Authentication

Overview of authentication in CDP Private Cloud.

Typically a cluster will be integrated with an existing corporate directory, simplifying credentials management and align with well established HR procedures for managing and maintaining both user and service accounts. Kerberos is used to authenticate all service accounts within the cluster with credentials generated in the corporate directory (IDM/AD) and distributed by Cloudera Manager. To ensure that these procedures are secured it’s important that all interactions between CM, the Corporate Directory and the cluster hosts are encrypted using TLS security. Signed Certificates are distributed to each cluster host enabling service roles to mutually authenticate. This includes the Cloudera Agent process which will perform an TLS handshake with the Cloudera Manager server in order that configuration changes such as the generation and distribution of Kerberos credentials are undertaken across an encrypted channel. In addition to the CM agent, all the cluster service roles such as Impala Daemons, HDFS worker roles and management roles typically use TLS.

Kerberos

With Kerberos enabled, all cluster roles are able to authenticate each other providing they have a valid kerberos ticket. The authentication tickets are issued by the KDC, typically a local Active Directory Domain Controller, FreeIPA, or MIT Kerberos server with a trust established with the corporate kerberos infrastructure, upon presentation of valid credentials. Cloudera Manager generates and distributes these credentials to each of the service roles using an elevated privilege that is securely maintained within its database. Typically the administration privilege will enable the creation and deletion of kerberos principles within a specific organisation unit (OU) within the corporate directory (see, Delegating Administration by Using OU Objects). Good practice is to first enable TLS security between the Cloudera Manager and agents in order to ensure the Kerberos keytab files are transported over an encrypted connection.

Impersonalisation

Within a CDP system there are two methods of impersonation that are supported. The first is a simple "doAs" system, where certain services are trusted to assert the identity of connecting users. For example, Oozie, Hue and Hive are trusted within the CDP environment to act on behalf of the user who connected to them - this is known as impersonation and is configured by the hadoop.proxyuser.* set of parameters.

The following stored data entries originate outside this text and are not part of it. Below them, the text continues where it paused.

PR #9319, opened 2025-01-15
General types of inputs and outputs for MlResponse and OnnxModel

choich08365:
`MlResponse.h`
- I have updated ln 161 to resolve the template ambiguity issue first.

I plan to make a draft `MlResponse` to be capable of utilizing the most general types of inputs and outputs (multiple, variable-sized, multi-dimensional tensors). However, since I would like to use `MlResponse` as soon as possible, I would appreciate it if you could merge the current changes first, if possible.

Thank you.


fmazzasc:
Looks good to me (trivial change), thank you!

PR #9324, opened 2025-01-15
[PWGUD] Update MC workflow in fwdMuonsUPC.cxx

ariffero:
In reco workflow:
- Do not get gen candidates.
- Check that the method gets the same gen particles as the one use by Nazar.
- Check that all the particles are muons.

In gen workflow:
- change mu+mu- test


ariffero:
I marked the pull request as ready even if there are some O2linter warnings since they are only related to the name of the task and of the workflow (and changing them will trigger a lot of other warnings).

vkucera:
> I marked the pull request as ready even if there are some O2linter warnings since they are only related to the name of the task and of the workflow (and changing them will trigger a lot of other warnings).

Thanks for addressing the warning. What do you mean by "changing them will trigger a lot of other warnings"? From what I can see, all you have to do is to change `struct fwdMuonsUPC` to `struct FwdMuonsUPC`.

rolavick (changes requested):
Hi Andrea, these LOGF(info) are dangerous when operating on hyperloop. There are written into stdout. When you run over a large sample and you get many of these, the size of stdout grows to much eventually casing the train to fail, effectively preventing you from running on hyperloop. I would like you to consider this again and maybe you want to change to logic, perhaps replacing info with debug.

ariffero:
> Hi Andrea, these LOGF(info) are dangerous when operating on hyperloop. There are written into stdout. When you run over a large sample and you get many of these, the size of stdout grows to much eventually casing the train to fail, effectively preventing you from running on hyperloop. I would like you to consider this again and maybe you want to change to logic, perhaps replacing info with debug.

Hi Roman, thanks for the tip, I have just modified the LOGF(info) in LOGF(debug).

ariffero:
Does anyone know why the building is failing? [In this commit](https://github.com/AliceO2Group/O2Physics/pull/9324/commits/c09f68072dc11daa879dcf62d366b87902d7914b) I should have solved the issue, meaning that now the variable `nzTrMc2` is used (as much as nzTrMc1, for which I do not get complaints) and I have commented `mcCandidates` so that it should not be used.

PWGUD/Tasks/FwdMuonsUPC.cxx
```diff
@@ -921,7 +921,7 @@ struct FwdMuonsUPC {
   // process reco MC (gen info included)
   void processMcReco(CandidatesFwd const& eventCandidates,
                      CompleteFwdTracks const& fwdTracks,
-                     aod::UDMcCollisions const& mcCandidates,
+                     /*aod::UDMcCollisions const& mcCandidates,*/
```
rolavick, line 924: Hi Andrea,
this looks dangerous, because now you are not requesting UDMcCollisions table in this scope. Is it true when you call processMcRecoCand()? Because if you need this table in that function, that you should comment it the following way
aod::UDMcCollisions const& /*mcCandidate)*/,
this way you keep requiring the table, but you avoid the complaint about unused variable. In fact, you can also delete just the "mcCandidate" and everything  should be fine.

rolavick (changes requested):

rolavick (approved):

ktf:
Please have a look at the linter messages and fix them.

This allows, for example, a user to connect to Hue or HiveServer2 (and we trust Hue/HiveServer2 to correctly identify that user) and then for Hue/HiveServer2 to act on that user's behalf.

Note: When configuring third-party integrations or add-ons, it is possible that they will require hadoop.proxyuser.* configurations, so that they can also impersonate users that have connected.

The second method is supported by some implementations of Kerberos, is known as Constrained Delegation. For further details on constrained delegation, see Accessing Secure Cluster from Web Applications.